A Legal Foundation For Your Family

Enforceable agreements protect intended parental rights

On Behalf of | Mar 27, 2018 | Assisted Reproduction

Not everyone can biologically have children. Some couples face infertility, while others are in same-sex relationships. There are also other situations where couples have genetic concerns and would rather use embryo, egg, or sperm donation to grow their family. No matter the reason for turning to assisted reproduction, the same is true for everyone: You simply must have an ironclad agreement in place to properly protect your parental rights.

All too often, the intended parentage of the children resulting from third party reproduction (sperm or egg donation and/or surrogacy) does not match the parentage automatically established by outdated existing parentage laws.  We would like to assume the positive intent of the intended parents and the third party donors or surrogates who help them will be sufficient to establish the desired parentage. However, as a number of court cases have shown, this is not always the case, and a donor or a surrogate may decide after a child is born that they do want to be involved in the child’s life. Or, in the case of same sex couples, if there is a break up in the future, the mutual parental rights of both parents can be called into question, especially if one of the parents is not biologically related to the child or parentage is yet to be established.

To make sure parental rights are protected, anyone going the route of assisted reproduction needs to work with an attorney to create an enforceable agreement that clearly establishes the collective intent of the parties and, to the extent possible, terminates the rights of a donor and/or surrogate and establishes and preserves the rights of the intended parents.

Agreements are necessary in all cases

The type of agreement you will have – and language included in the agreement — is entirely dependent on the type of assisted reproductive technology your family is using and the state you reside in.

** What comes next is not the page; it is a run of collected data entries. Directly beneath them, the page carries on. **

PR #41, opened 2026-09-04
SoftDeletable: restore_all / really_destroy_all keep caller predicates on the soft-delete column

VSN2015:
## Summary

**Bug fix.** `restore_all` routed through the `soft_deleted` scope and `really_destroy_all` through a bare `unscope(where: deleted_at)`. Both peel the default scope's `deleted_at IS NULL` off — and, with it, **every predicate the caller put on that column**:

```ruby
User.deleted_within(1.hour).restore_all      # restored the WHOLE trash can
User.where(deleted_at: from..to).restore_all # same
User.only_deleted.really_destroy_all         # widened to the whole relation (documented as a gotcha)
```

This is the same defect `publish_all` fixed in 1.27, flagged then as a SoftDeletable follow-up.

## Fix

A private `soft_delete_without_default_scope` peels **only the default scope's own predicate**: unscope the column, then put back the predicates the caller added on it. "Added by the caller" is the relation's where clause minus `default_scoped`'s — the same structural `WhereClause` arithmetic Rails' own `merge`/`except` rely on. Consequences:

- Predicates on **other** columns are never touched — including a host model's own `default_scope { where(tenant_id: …) }`, which survives.
- With `default_scope: false` nothing is peeled.
- A bare `User.restore_all` on a default-scoped model still restores the whole trash can (primary use, unchanged).
- Fast path (single `UPDATE`) and per-record path both build on the same relation.
- `only_deleted.really_destroy_all` now purges the trash and nothing else; `deleted_within(30.days).really_destroy_all` purges recent trash. `User.where(author: x).really_destroy_all` still hard-deletes x's rows soft-deleted or not.

The **scopes** themselves still `unscope` the column (unchanged, and used inside the default scope itself), so the docs now state the chaining rule: `soft_deleted.where(...)`, not `where(...).soft_deleted`.

## Docs

- `README.md` — bulk-operations block gains the three "undo a bulk delete / purge recent trash / empty the trash" one-liners; the `really_destroy_all` gotcha paragraph is replaced by the new semantics + scopes-first rule.
- `docs/concerns/soft-deletable.md` — `really_destroy_all` / `restore_all` rows rewritten; new first example "Undo a bulk delete without emptying the whole trash can".

```
### Fixed
- **Models::SoftDeletable**: `restore_all` and `really_destroy_all` now honour a
  caller's predicate on the soft-delete column. Both used to `unscope` the
  column outright to peel off the default scope's `deleted_at IS NULL`, which
  also dropped `deleted_within(1.hour)` / `where(deleted_at: range)` /
  `only_deleted` — so `User.deleted_within(1.hour).restore_all` restored the
  whole trash can and `only_deleted.really_destroy_all` widened to the whole
  relation. Only the default scope's own predicate is peeled now; predicates on
  other columns (a host model's own `default_scope` included) are untouched. The
  scopes themselves still unscope the column: chain `soft_deleted.where(...)`,
  not `where(...).soft_deleted`.
```

## Test plan

- [x] 18 new examples in `spec/concerns/models/soft_deletable_spec.rb`: fast + per-record paths × (`deleted_within`, `where(deleted_at: range)`, `soft_deleted.where(...)`, other-column predicate, bare `restore_all`, empty narrowed relation), single-`UPDATE` fast path with the caller predicate in the SQL, `default_scope: false`, host default scope preserved, three `really_destroy_all` cases. The 10 bug-path examples fail on master.
- [x] Full suite: 1275 examples, 0 failures (98.32%).
- [x] RuboCop clean.


VSN2015:
**Merge order note (from the enhancement loop):** this PR is the base of the second small stack:

- **#41** (this) → **#52** SoftDeletable cascade

#52 is based on this branch (the two only overlapped in `soft_deletable_spec.rb`; the lib changes compose cleanly). Merge #41 first, then #52. All other enhancement PRs are independent of both.

lib/concerns_on_rails/models/soft_deletable.rb
```diff
@@ -82,22 +82,27 @@ def destroy_all
...
-        # soft-deleted rows (only the soft-delete column's predicates are
-        # peeled off). Note that `unscope` also drops a caller's own condition
-        # on that column, so `only_deleted.really_destroy_all` widens to the
-        # whole relation — use `soft_deleted.delete_all` to purge trash only.
+        # Hard-delete every record matching the CURRENT relation — soft-deleted
+        # rows included. Only the default scope's own `deleted_at IS NULL` is
+        # peeled off; a caller's predicate on the column survives, so
+        # `only_deleted.really_destroy_all` purges the trash and nothing else
+        # and `deleted_within(30.days).really_destroy_all` purges recent trash.
         # (Before 1.22 this ignored the relation entirely and hard-deleted the
```
VSN2015, line 90: Selectively removing default scope clauses while retaining user-supplied where predicates prevents accidental mass-restoration or destruction of unintended records.

lib/concerns_on_rails/models/soft_deletable.rb
```diff
@@ -110,6 +115,27 @@ def restore_all
 
         private
 
+        # The current relation with the DEFAULT SCOPE's soft-delete predicate
+        # peeled off — and nothing else. `unscope(where: field)` (what the
+        # scopes do) strips every predicate on the column, the caller's
```
VSN2015, line 120: Preserving caller conditions on `restore_all` fixes chaining with time-bounded scopes like `deleted_within`.

VSN2015 (commented):
LGTM! Great bug fix ensuring that `restore_all` and `really_destroy_all` preserve caller-specified predicates on the soft-delete column (`Article.deleted_within(7.days).restore_all`).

 Below are some of the more common agreements families have in place:

  • Gestational carrier agreement: This will be between you and the surrogate carrying the child. The contract will include a lot of vital information about intent, behavioral limitations, and management of the pregnancy, such as intended parental rights, future contact between the parties and the child, and any reimbursable expenses and/or compensation for services.  Creating this contract is also not a one-way street, and each party should ideally be represented by an independent attorney, so be prepared for possible negotiations. If something does not feel right to you, this may be a sign that you and your surrogate do not have the same intent or aspirations for the process or outcome.  If this is the case, it is better to discover this during contract negotiations when you can still withdraw from the process and seek an alternative surrogate that better matches your own intent.
  • Egg or embryo agreements: If you will be using an egg or embryo donor – even if the donor(s) are known to you – you still need to have a contract in place. It is not uncommon for parties to make assumptions of various aspects of the donation process or ultimate outcome that do not match, and an express written agreement ensures that everyone is on the same page with the same intent.  The agreement, though of varying enforceability in various jurisdictions (since parentage law varies from state to state), also provides the best available protection if a donor attempts to break the contract.
  • Sperm donor agreement: The last thing anyone wants is for a sperm donor to come back after a child is born and attempt to claim their rights as a father – or for a resulting child to seek inheritance rights against the estate of a deceased donor based on genetic relationship. Even if a friend or family member has agreed – or even volunteered – to be a sperm donor, this does not mean he or the child will not change his mind on what the donor’s relationship should be in the future. Having an agreement in place clearly establishes specific intent, roles, and boundaries and ensures all parties are protected against unintended residual parental or inheritance rights.
  • Parentage judgment: The resulting parental presumptions and rights of the various parties definitely vary from state to state. In some states, you will want to make sure to get a parentage judgment, whether pre-birth or post-birth, which clearly states who the child’s legal parents are. This is especially important in same sex relationships in the event you and your partner ever split up or divorce.  For same sex couples, this will typically involve a step-parent adoption so that their respective parental rights are recognized and given full force and effect in every state under the full faith and credit clause of the U.S. Constitution.

Creating an agreement gives piece of mind

The bottom line is that we all like to think that everything will work out. However, there have been far too many cases where parental rights are questioned or taken away. This is not said to scare you away from the process, but to arm you with the knowledge you need to protect yourself and your family.